Nacurutu · 2023-01-24T12:19:35Z

It could be due to settings as well

I have shared dataset in this video I wonder if you can replicate : https://youtu.be/dNOpWt-epdQ

thank you, I'm going to try when I get some free time from work. will let u know the results after the test.

But honestly, I'm waiting for this PR to get merged and try this option.

FurkanGozukara · 2023-01-26T13:59:59Z

@Shondoit can we make stable diffusion to support transparent images?

It is extremely problematic to use img2img and some other stuff if there are semi transparent pixels

Shondoit · 2023-01-26T14:55:47Z

@FurkanGozukara

Can we make stable diffusion to support transparent images?
It is extremely problematic to use img2img and some other stuff if there are semi transparent pixels

Not entirely sure what you're trying to ask here.
Currently, when an alpha image is loaded for img2img, the transparency is removed and filled with a default color. (Settings > Stable Diffusion > With img2img, fill image's transparent parts with this color)

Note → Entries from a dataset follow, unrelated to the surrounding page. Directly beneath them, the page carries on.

PR #9206, opened 2023-08-09
Try libnvidia-ml.so.1 if .so symlink missing, and skip NVML when not available

qkoziol:
Local testing on Debian has shown a case where the libnvidia-ml-so symlink to libnvidia-ml.so.1 doesn't exist (but libnvidia-ml.so.1 exists).  So, try to dlopen the .so.1 library if the generic .so dlopen fails.  In either case, if libnvidia-ml doesn't exist, but the CUDA shared libraries do, skip trying to use the NVML routines for getting the device count and just proceed to using the CUDA routine.

### DIFF
--- a/src/hmem_cuda.c
+++ b/src/hmem_cuda.c
@@ -442,18 +442,25 @@ static int cuda_hmem_dl_init(void)
 	cuda_attr.nvml_handle = dlopen("libnvidia-ml.so", RTLD_NOW);
 	if (!cuda_attr.nvml_handle) {
 		FI_WARN(&core_prov, FI_LOG_CORE,
-			"Failed to dlopen libnvidia-ml.so\n");
-		goto err_dlclose_cuda_driver;
+			"Failed to dlopen libnvidia-ml.so.  Trying libnvidia-ml.so.1\n");
+		cuda_attr.nvml_handle = dlopen("libnvidia-ml.so", RTLD_NOW);
+		if (!cuda_attr.nvml_handle) {
+			FI_WARN(&core_prov, FI_LOG_CORE,
+			"Failed to dlopen libnvidia-ml.so.1 also, bypassing nvml calls\n");
+		}
 	}
 
 	CUDA_DRIVER_FUNCS_DEF(CUDA_DRIVER_FUNCS_DLOPEN)
 	CUDA_RUNTIME_FUNCS_DEF(CUDA_RUNTIME_FUNCS_DLOPEN)
-	NVML_FUNCS_DEF(NVML_LIB_FUNCS_DLOPEN)
+	if (cuda_attr.nvml_handle) {
+		NVML_FUNCS_DEF(NVML_LIB_FUNCS_DLOPEN)
+	}
 
 	return FI_SUCCESS;
 
 err_dlclose_nvml_lib:
-	dlclose(cuda_attr.nvml_handle);
+	if (cuda_attr.nvml_handle)
+		dlclose(cuda_attr.nvml_handle);
 err_dlclose_cuda_driver:
 	dlclose(cuda_attr.driver_handle);
 err_dlclose_cuda_runtime:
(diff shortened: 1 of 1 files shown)


src/hmem_cuda.c
```diff
@@ -442,18 +442,25 @@ static int cuda_hmem_dl_init(void)
...
+	if (cuda_attr.nvml_handle) {
+		NVML_FUNCS_DEF(NVML_LIB_FUNCS_DLOPEN)
+	}
 
 	return FI_SUCCESS;
 
 err_dlclose_nvml_lib:
-	dlclose(cuda_attr.nvml_handle);
+	if (cuda_attr.nvml_handle)
+		dlclose(cuda_attr.nvml_handle);
```
shefty, line 463: This entire label section does not appear to be accessible.

src/hmem_cuda.c
```diff
@@ -442,18 +442,25 @@ static int cuda_hmem_dl_init(void)
...
 err_dlclose_cuda_driver:
 	dlclose(cuda_attr.driver_handle);
```
shefty, line 465: Neither is this label section.  The goto for it was removed.

src/hmem_cuda.c
```diff
@@ -484,29 +492,46 @@ static int cuda_hmem_verify_devices(void)
...
+#endif
 
-	/* Verify NVIDIA devices are present on the host. */
-	nvml_ret = ofi_nvmlDeviceGetCount_v2(&nvml_device_count);
-	if (nvml_ret != NVML_SUCCESS) {
-	        ofi_nvmlShutdown();
-                return -FI_ENOSYS;
-        }
+	/* Check for NVIDIA devices, if NVML library is dlopen-ed*/
+	if (nvml_device_count == 0) {
```
shefty, line 506: This check should be ```if(cuda_attr.nvml_handle)```, which directly captures what's needed prior to executing the selected code.  Don't use a proxy variable.

src/hmem_cuda.c
```diff
@@ -484,29 +492,46 @@ static int cuda_hmem_verify_devices(void)
...
+		FI_INFO(&core_prov, FI_LOG_CORE,
+			"Number of NVIDIA devices detected: %u\n",
+			nvml_device_count);
+	} else {
+		FI_INFO(&core_prov, FI_LOG_CORE,
+			"Skipping check for NVIDIA devices with NVML routines\n");
+	}
 
         /* If NVIDIA devices are present, now perform more expensive check
          * for actual GPUs.
```
shefty, line 537: The check below here would be something like ```if (!nvml_handle || nvml_device_count)```.  Though we probably don't even need checks here.  If an nvml_device wasn't found, we should have already returned from the call.

src/hmem_cuda.c
qkoziol: The label is referenced within the CUDA_FUNCS_DLOPEN macro, within the *_FUNCS_DEF macros.

qkoziol:
I agree with your suggestions for the checks in cuda_hmem_verify_devices(), I'll update the PR

src/hmem_cuda.c
shefty: got it -- thanks

src/hmem_cuda.c
qkoziol: We need the check, for the case when the NVML library failed to dlopen() and for when it was opened and found devices that we are confirming with cudaGetDeviceCount.

src/hmem_cuda.c
```diff
@@ -484,34 +492,41 @@ static int cuda_hmem_verify_devices(void)
...
+		nvml_ret = ofi_nvmlShutdown();
+		if (nvml_ret != NVML_SUCCESS)
+			return -FI_ENOSYS;
 
-        FI_INFO(&core_prov, FI_LOG_CORE,
-                "Number of NVIDIA devices detected: %u\n",
-                nvml_device_count);
+		FI_INFO(&core_prov, FI_LOG_CORE,
+			"Number of NVIDIA devices detected: %u\n",
+			nvml_device_count);
```
shefty, line 520: Couldn't we check nvml_device_count here and return if == 0?  We wouldn't need to initialize nvm_device_count above, and this is the only path where it might change.  Then the if statement below could be removed.

qkoziol: We still need to set cuda_attr.device_count to 0 and return an error.  It seems better to have a single code path to setting the cuda_attr.device_count value and returning the error.  Otherwise, the code is duplicated and (IMHO) harder to understand.

sunkuamzn (approved):

PR #10011, opened 2024-04-30
prov/efa: Correct the order of arguments in declaration

shijin-aws:
The order of payload_offset and segment_offset is flipped in the declaration of efa_rdm_pke_init_payload_from_ope. It didn't introduce trouble today because these two arguments have the same data type.


darrylabbate (approved):

shijin-aws:
bot:aws:retest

What do you mean exactly when you say "it's problematic"?

FurkanGozukara · 2023-01-31T17:17:52Z

@FurkanGozukara

Can we make stable diffusion to support transparent images?
It is extremely problematic to use img2img and some other stuff if there are semi transparent pixels

Not entirely sure what you're trying to ask here. Currently, when an alpha image is loaded for img2img, the transparency is removed and filled with a default color. (Settings > Stable Diffusion > With img2img, fill image's transparent parts with this color)

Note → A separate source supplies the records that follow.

PR #10020, opened 2024-05-03
prov/tcp: Add fi_set_val support for active/passive port range

chien-intel:
There is a need (e.g. firewall rule) to limit TCP ports used for active connections.  Add FI_TCP_EGRESS_PORT_LOW_RANGE and FI_TCP_EGRESS_PORT_HIGH_RANGE environment variables to specify the port range for active connections.  If a port is specified for the active connection, it will be used over the specified range. This is the same behavior as passive connection.

I don't understand the check !ofi_is_any_addr(info->src_addr) in the original code.  It seems there is a possibility of INADDR_ANY with a port number and continue to call bind.  Anyhow, this is my best interpretation.

### DIFF
--- a/include/rdma/fi_ext.h
+++ b/include/rdma/fi_ext.h
@@ -81,6 +81,7 @@ enum {
 enum {
 	/* null terminated string, <low port>-<high port> */
 	FI_TCP_DOMAIN_ACTIVE_PORT_RANGE = -FI_PROV_SPECIFIC_TCP,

What do you mean exactly when you say "it's problematic"?

let me show example
original image which has semi transparent pixels and background

once upscaled here

Shondoit · 2023-02-01T13:27:59Z

Yeah, SD has no concept of transparency. So if you're importing an image into the model the transparency will be lost. Currently no way around it.

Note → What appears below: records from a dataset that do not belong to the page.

PR #10021, opened 2024-05-03
contrib/aws: Modify Windows Test AMI

a-szegel:
Switch the Windows Test to use an AMI owned by the account running Jenkins

This will need to be backported to all branches we wish to run Windows tests against, or they will fail in ~90 days.


shijin-aws:
Can we make the ami id recorded in the code so we don't have to modify it in the jenkinsfile when we migrate?

a-szegel:
We can cancel this change and do it in our integration test framework instead.

PR #10027, opened 2024-05-09
02 of 10 LNX series - Minor fix to ofi_check_fabric_attr()

amirshehataornl:
util: Consider provider exclusion

When checking fabric attributes with ofi_check_fabric_attr() make sure to
consider provider exclusion.

When checking to see if a provider name is given, only consider ones which
are not excluded using the '^' character.


j-xiong:
`^` is only used in `FI_PROVIDER` to create provider filters. It should not appear in `fabric_attr->prov_name`.

j-xiong:
Close this series. Will post new PR with revised version.

PR #10028, opened 2024-05-09
04 of 10 LNX series - update get_msg()/get_tag() to take fi_peer_match structure

amirshehataornl:
Proposed updates the SRX peer callbacks


j-xiong:
See the comment for #10039. These two need to swap order, or merge into a single one.

PR #10036, opened 2024-05-13
prov/efa: Support unsolicited RDMA write with immediate receive

shijin-aws:
This patch onboards EFA provider with the rdma-core feature that supports unsolicited RDMA write with immediate receive

https://github.com/linux-rdma/rdma-core/pull/1459

. When a rdma-write with imm is unsolicited, libfabric won't release the rx pkt and bump the rx pkt counters.

### DIFF
--- a/prov/efa/src/rdm/efa_rdm_cq.c
+++ b/prov/efa/src/rdm/efa_rdm_cq.c
@@ -71,6 +71,30 @@ static struct fi_ops efa_rdm_cq_fi_ops = {
 	.ops_open = fi_no_ops_open,
 };
 
+
+#if HAVE_CAPS_UNSOLICITED_WRITE_RECV
+/**
+ * @brief Check whether a completion consumes recv buffer
+ *
+ * @param ibv_cq_ex extended ibv cq
+ * @return true the wc consumes a recv buffer
+ * @return false the wc doesn't consume a recv buffer
+ */
+static inline
+bool efa_rdm_cq_wc_is_unsolicited(struct ibv_cq_ex *ibv_cq_ex)
+{
+	return efadv_wc_is_unsolicited(efadv_cq_from_ibv_cq_ex(ibv_cq_ex));
+}
+
+#else
+
+static inline
+bool efa_rdm_cq_wc_is_unsolicited(struct ibv_cq_ex *ibv_cq_ex)
+{
+	return false;
+}
+
+#endif
 /**
  * @brief handle rdma-core CQ completion resulted from IBV_WRITE_WITH_IMM
  *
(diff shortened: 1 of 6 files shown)


prov/efa/src/rdm/efa_rdm_cq.c
```diff
@@ -120,11 +144,15 @@ void efa_rdm_cq_proc_ibv_recv_rdma_with_imm_completion(
 
 	efa_cntr_report_rx_completion(&ep->base_ep.util_ep, flags);
 
-	/* Recv with immediate will consume a pkt_entry, but the pkt is not
-	   filled, so free the pkt_entry and record we have one less posted
-	   packet now. */
-	ep->efa_rx_pkts_posted--;
-	efa_rdm_pke_release_rx(pkt_entry);
+	if (!efa_rdm_cq_wc_is_unsolicited(ibv_cq_ex)) {
```
shijin-aws, line 147: `efa_rdm_cq_proc_ibv_recv_rdma_with_imm_completion` currently needs pkt_entry as an input to get the ep where the completion is targeting. That requires we always have a valid wr_id for the wc. Are we sure it will be the case? @mrgolin

shijin-aws:
Need to rebase on https://github.com/ofiwg/libfabric/pull/10042

shijin-aws:
Need to add unit tests

shijin-aws:
@mrgolin can you review it, thanks

prov/efa/src/rdm/efa_rdm_cq.c
```diff
@@ -120,12 +144,20 @@ void efa_rdm_cq_proc_ibv_recv_rdma_with_imm_completion(
...
+		/**
+		 * Recv with immediate will consume a pkt_entry, but the pkt is not
+		 * filled, so free the pkt_entry and record we have one less posted
+		 * packet now.
+		 */
+		assert(pkt_entry);
+		ep->efa_rx_pkts_posted--;
+		efa_rdm_pke_release_rx(pkt_entry);
+	}
```
darrylabbate, line 160: Is this block supposed to be guarded with a directive? E.g. `#if HAVE_CAPS_UNSOLICITED_WRITE_RECV`

shijin-aws: efa_rdm_cq_wc_is_unsolicited is defined for both `HAVE_CAPS_UNSOLICITED_WRITE_RECV=1` and `HAVE_CAPS_UNSOLICITED_WRITE_RECV=0`. For the latter one, it will just return false

darrylabbate (approved):

PR #10037, opened 2024-05-15
MAINT: fix gdr_unpin_buffer warning

tylerjereddy:
* Fix the warning message when `gdr_unpin_buffer` fails, so that the message is not conflated with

FurkanGozukara · 2023-02-19T15:24:27Z

@Shondoit is the first message up to date?
i would like to prepare a tutorial for this

ty so much

Shondoit · 2023-02-19T16:20:13Z

@FurkanGozukara The PR has been added as-is, with a minor fix, so it should work the same. If you need any more details or explanation DM me on Discord.

Vynavo · 2023-02-20T18:13:18Z

@Shondoit Hello , a little bit embarrassed to ask this, but how do I put my weight map into an alpha channel and get Photoshop to actually save this?

I was able to create an alpha channel and drew my weight map, but everytime I save the png it seems like the alpha channel just disappears. So when I open the png in photoshop again, there is no alpha channel anymore and I'm not sure if this is how it's supposed to be or if it's actually not saving the alpha channel.

I would really appreciate your help, since I've been creating different TIs for some time now and while my style TIs worked out quite well, I'm trying to create one for specific clothing right now and I think the alpha channel as loss weight option, could improve the TIs learning.

llMUFASAll · 2023-02-24T20:27:43Z

Can you expand on how step 3 works? And is there a link to your discord?
Also the "use png alpha as loss weight" option is not there.

zrichz · 2023-02-26T12:26:00Z

@Shondoit Hello , a little bit embarrassed to ask this, but how do I put my weight map into an alpha channel and get Photoshop to actually save this?

I was able to create an alpha channel and drew my weight map, but everytime I save the png it seems like the alpha channel just disappears. So when I open the png in photoshop again, there is no alpha channel anymore and I'm not sure if this is how it's supposed to be or if it's actually not saving the alpha channel.

I would really appreciate your help, since I've been creating different TIs for some time now and while my style TIs worked out quite well, I'm trying to create one for specific clothing right now and I think the alpha channel as loss weight option, could improve the TIs learning.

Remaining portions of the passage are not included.